Schemper has been there but now hires only one foreign worker per season.

"I want him to connect with us and have a very good experience learning the American culture," he says. "If you have two, they sit over here and talk amongst themselves, and don't get to know the rest of us."

RACING THE RAIN

The dark cloud to the west of Scott City on July 1 threatens only more headaches for what's been a migraine of a season for Schemper Harvesting. A wet, cool spring and early summer set harvest back weeks, which then threw off the delicate south-to-north and, to a lesser degree, east-to-west ripening patterns that make the Texas-to-Canada summers work.

The company's eight combines are spread across Kansas by July, and Schemper's promise of four together, all providing compatible mapping, is impossible.

There was hope to get the mapping information from both brands to sync, but it wasn't happening on the go.

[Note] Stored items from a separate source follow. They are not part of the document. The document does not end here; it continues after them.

PR #68, opened 2026-05-05
CPU affinity for the DirettaRenderer Audio thread (decode) + Bugfix NIC IRQ affinity

Koala887:
Added a option to change the CPU affinity of the DirettaRenderer audio thread. Receiving and decoding the stream should run on a dedicated core, separate from the UPnP, position and logging threads.
Removed #ProtectKernelTunables=true in diretta-renderer.service so that the NIC IRQ affinity can be changed.

### DIFF
--- a/install.sh
+++ b/install.sh
@@ -1193,11 +1193,14 @@ setup_systemd_service() {
 set -e
 
 # Default values (can be overridden by config file)
+# v2.1.10: Aligned variable names with CLI (KEY → --key mapping)
+# Old names (RENDERER_NAME, NETWORK_INTERFACE, MTU_OVERRIDE) still supported as fallback
 TARGET="${TARGET:-1}"
 PORT="${PORT:-4005}"
 NAME="${NAME:-${RENDERER_NAME:-}}"
 GAPLESS="${GAPLESS:-}"
 VERBOSE="${VERBOSE:-}"
+MINIMAL_UPNP="${MINIMAL_UPNP:-}"
 INTERFACE="${INTERFACE:-${NETWORK_INTERFACE:-}}"
 THREAD_MODE="${THREAD_MODE:-}"
 CYCLE_TIME="${CYCLE_TIME:-}"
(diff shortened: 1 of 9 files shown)


cometdom:
Hi @Koala887, 
I will check this PR as soon as possible.
Please note that if you are using DRUP in GentooPlayer or Audiolinux, options like IRQ affinity are no longer supported in these distributions.

cometdom:
Hi @Koala887 

Thanks again for this PR — both contributions are excellent and have just been merged into main as commit dae8273, with v2.4.2 prepared and the CHANGELOG / README / docs updated to credit you.

A few words on each change:

--cpu-decode — really nice extension of the original CPU affinity work from PR #67. The three-tier model (--cpu-audio for the Diretta SDK worker, --cpu-decode for the renderer audio thread, --cpu-other for everything else) maps cleanly to what an audiophile setup wants: maximum isolation of the critical hot path, separation of the decode work, and a free hand for kernel/IRQ activity. The fact that you also raise the audio thread to SCHED_FIFO when a dedicated core is available is the right call — predictable scheduling on a reserved core is exactly when RT priority is safe and useful. Setting --cpu-decode empty preserves the v2.4.1 fallback behaviour, so no existing user is impacted.

ProtectKernelTunables=true fix — well caught, and honestly that one was a regression I introduced in v2.4.0 without realizing. When I added IRQ_INTERFACE / IRQ_CPUS writing to /proc/irq/N/smp_affinity_list from the wrapper, I didn't notice that the systemd unit was sandboxing it away. Your fix restores the IRQ affinity feature to actually working — sorry for the oversight, and thanks for spotting it.

I made a few minor post-merge tweaks (commit 827ea1f): cleaned up some mixed tabs/spaces in audioThreadFunc(), renamed the inner cores variables to decodeCores / otherCores for readability, version bump to 2.4.2, and the CHANGELOG / README / docs/CLAUDE.md updates with proper credit to you. Nothing functional, just polish.

Both changes will ship in the upcoming v2.4.2 release, which Dominique is preparing now. If you want to mirror the same --cpu-decode granularity into slim2diretta at some point, that would be welcome there too — but no pressure, and I can also port it myself when there's a quieter moment.

Thanks again for the careful contribution and the clear PR description.

Cheers,
Dominique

"It's just all we have right now," Schemper says of what he was able to start with, his two Deere machines and a Gleaner on loan. "A lot of my friends aren't even out here yet, so we're ahead of the game."

The last thing they need is more rain. But, as evening comes on, and the crew puts the finishing touches on its first 200 acres of the contracted 5,000, the line of storms has yet to break up as scheduled.

Several hours later, in the darkness and after moving down the road to a new field, Schemper and the crew scramble through a drenching rain struggling to shut down and protect their machinery as a deluge comes from above.

They try three different fields the next day, eager to find dry grain anywhere, but to no avail. After finally giving up on the last field, the crew, young and old, pile in the trucks and head for town, leaving behind a day on the great American harvest.